Home Arts I see you shiver with antici…pation

I see you shiver with antici…pation

by The Concordian October 25, 2011
Fishnets, sky-high heels, corsets and glitter—lots and lots of glitter. That’s what dreams are made of. Or at least, such is the case for fans of The Rocky Horror Show. Yet for the British cult-play, which has been adapted all over the world since its inception in the early ‘70s, the sexy get-ups are just the beginning.
This Halloween weekend, the show, reinterpreted from its Broadway revival in 2000, is bringing the outlandishness and hilarity that fans glorify it for to the stage of the Rialto Theatre.

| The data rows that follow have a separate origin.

PR #4, opened 2015-03-08
Updt:GetGraphic Function. 

quillblue:
Users now can define their custom front color and background color.


codebude:
@quillblue I implemented your idea in this Commit https://github.com/codebude/QRCoder/commit/2fadc390b83c10f6653921d230d873405d5c5799 . It's a mixture of both ideas. So users can choose between no colors (then default b/w is used), colors with Color-class-type or colors in HTML hex formatted strings.

PR #29, opened 2016-04-12
Update Form1.cs

zizwiz:
Added button so I could save bitmaps


zizwiz:
Not sure all the items got in properly so if it has issues please contact me and I can e-mail files to you.

codebude:
Thanks for your input!

Issue #35, opened 2016-05-14
QRCoderConsole Demo Doesn't Take Inputs from Stdin


mishfit:
It would be great to be able to pipe input to QRCoderConsole.

I'd be glad to work on it.

codebude:
Implemented by #36 
Thanks for your help @mishfit

PR #36, opened 2016-05-15
QRCoderConsole: Read Standard Input to Generate a QRCode

mishfit:
Satisfies #35


codebude:
Thanks again for your effort!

“When you look at this really imposing architecture and how classy it looks, off the bat, you wouldn’t immediately say that it would fit with Rocky, that the two characters would clash,” said Rialto communications director Michaela Di Cesare. “I think this is gonna make an interesting partnership.”

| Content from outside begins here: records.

PR #38, opened 2016-05-16
Bitcoin Payload Generator

mishfit:
Add support for [BIP 21](https://github.com/bitcoin/bips/blob/master/bip-0021.mediawiki#Transfer amount/size) bitcoin payment address uri.

### DIFF
--- a/QRCoder/PayloadGenerator.cs
+++ b/QRCoder/PayloadGenerator.cs
@@ -1,4 +1,9 @@
-﻿namespace QRCoder
+﻿using System;
+using System.Collections.Generic;
+using System.Linq;
+using System.Globalization;
+
+namespace QRCoder
 {
     public static class PayloadGenerator
     {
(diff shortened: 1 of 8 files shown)


codebude:
The Bitcoin generator looks good, but just one question. Why did you use XUnit? I ask, because unit tests are also on my to do list for the library, but I had used MSTEST or maybe nUnit. Maybe you can change my decision with an good argument?

mishfit:
xunit is kind of the choice for future Microsoft testing (MSTest is going away and dotnet core is using xunit).

Other than that, when comparing xunit to nunit not having to decorate the class with a testing attribute is kind of nice (there are other benefits like async tests, which don't apply here).

QRCoder/PayloadGenerator.cs
```diff
@@ -1,4 +1,9 @@
-﻿namespace QRCoder
+﻿using System;
+using System.Collections.Generic;
+using System.Linq;
+using System.Globalization;
```
mishfit: I don't need System.Globalization after all

mishfit:
let me remove an extra using statement that I didn't need to add after all

mishfit:
let me know if you want the commits squashed

codebude:
Ok, sounds nice. I'll have a look into xUnit the next days.

codebude:
Hi @mishfit ,

I just ran your unit tests and two of them failed. For example:

Expected output:
`bitcoin:175tWpb8K1S7NmH4Zx6rewF9WQrcZv245W?label=Some%20Label%20to%20Encode&message=Some%20Message%20to%20Encode&amount=.123`
Actual output:
`bitcoin:175tWpb8K1S7NmH4Zx6rewF9WQrcZv245W?label=Some%20Label%20to%20Encode&message=Some%20Message%20to%20Encode&amount=,123`

The difference lies in the numeric notation. In germany decimals are seperated by , and not by .

So, what does the Bitcoin uri schema say? If there must be a . in every case, we maybe should change
`new Tuple<string, string>(nameof(amount), amount.HasValue ? amount.Value.ToString("#.########") : null)`
to
`new Tuple<string, string>(nameof(amount), amount.HasValue ? amount.Value.ToString("#.########").Replace(",",".") : null)`

What do you think?

mishfit:
Interesting.,.i'll have to look up what internationalized clients are doing

codebude:
Seems like it must be a dot (.) in every case.

> If an amount is provided, it MUST be specified in decimal BTC. All amounts MUST contain no commas and use a period (.) as the separating character to separate whole numbers and decimal fractions. I.e. amount=50.00 or amount=50 is treated as 50 BTC, and amount=50,000.00 is invalid.
*(Source: https://github.com/bitcoin/bips/blob/master/bip-0021.mediawiki#General_Format)*

mishfit:
Well that pretty much clears that up...I'll have to force a format provider that doesn't use comma

codebude:
`Just replace the output with `.Replace(",",".")` or add cultural info to the ToString() function like `amount.Value.ToString("#.########", new CultureInfo("en-US"))`.

mishfit:
Yep, I like CultureInfo for that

And she’s right. The Rialto, with its cream-coloured booths, golden accents, and stage curtain-red walls, is the postcard-perfect iteration of a turn of the century theatre. It may not seem immediately obvious, but with its glamour and mysteriousness in tow, it’s the perfect setting for the show.
As local Rocky Horror fans know, in the past, the theatre has housed the annual Halloween showings of its film adaptation. This year, they’re taking things on a different route with a full cast, an orchestra, and plenty of that good old Transylvanian enthusiasm to boot.
“The plot stays exactly the same. The show isn’t 100 per cent identical, but it’s more the exception, not the rule,” said cast member Claire Hughes, who plays one of the phantoms (that’s the Transylvanians, for the Rocky film buffs out there). “So occasionally you’ll catch something and be like ‘Oh, that line isn’t in the movie,’ or you’ll see one or two songs and be like ‘Hey, that’s added in!’ But it’s not like there are huge gaping plot holes that are different or added characters or anything like that.”
Said changes include added dance numbers and songs, as well as a costume upgrade (“kind of dark, ghoulish, corset-fishnet type look,” said Hughes) for the phantoms.
The Rocky Horror Show follows the story of Brad and Janet, a lovey-dovey couple who have just gotten engaged. They get caught in a frightful storm in the middle of a forest one night, and so they seek help at a mansion, where they are met by the show’s most notorious character, Dr. Frank-N-Furter (who comes from the planet Transsexual, in the galaxy of Transylvania, in case you were wondering). He introduces them to a world of debauchery, excitement and unbounded pleasure. Oh, and he also gets them to dance the Time Warp.
With the show’s cult following, it’s easy to see why taking it on might be a little intimidating. But Hughes says all it takes is the right kind of folk for that feeling to go away.
“We have a lot of people who are really, really enthusiastic about it, so I think even though it’s daunting to do something like that justice, we have the right kind of people on board who are very familiar with the concept and want to do it justice,” she said.
The shows are notorious for their initiation of first-time goers (with the tamest of rituals being drawing a V on their foreheads), but Rocky virgins need not fear their first time at the Rialto show.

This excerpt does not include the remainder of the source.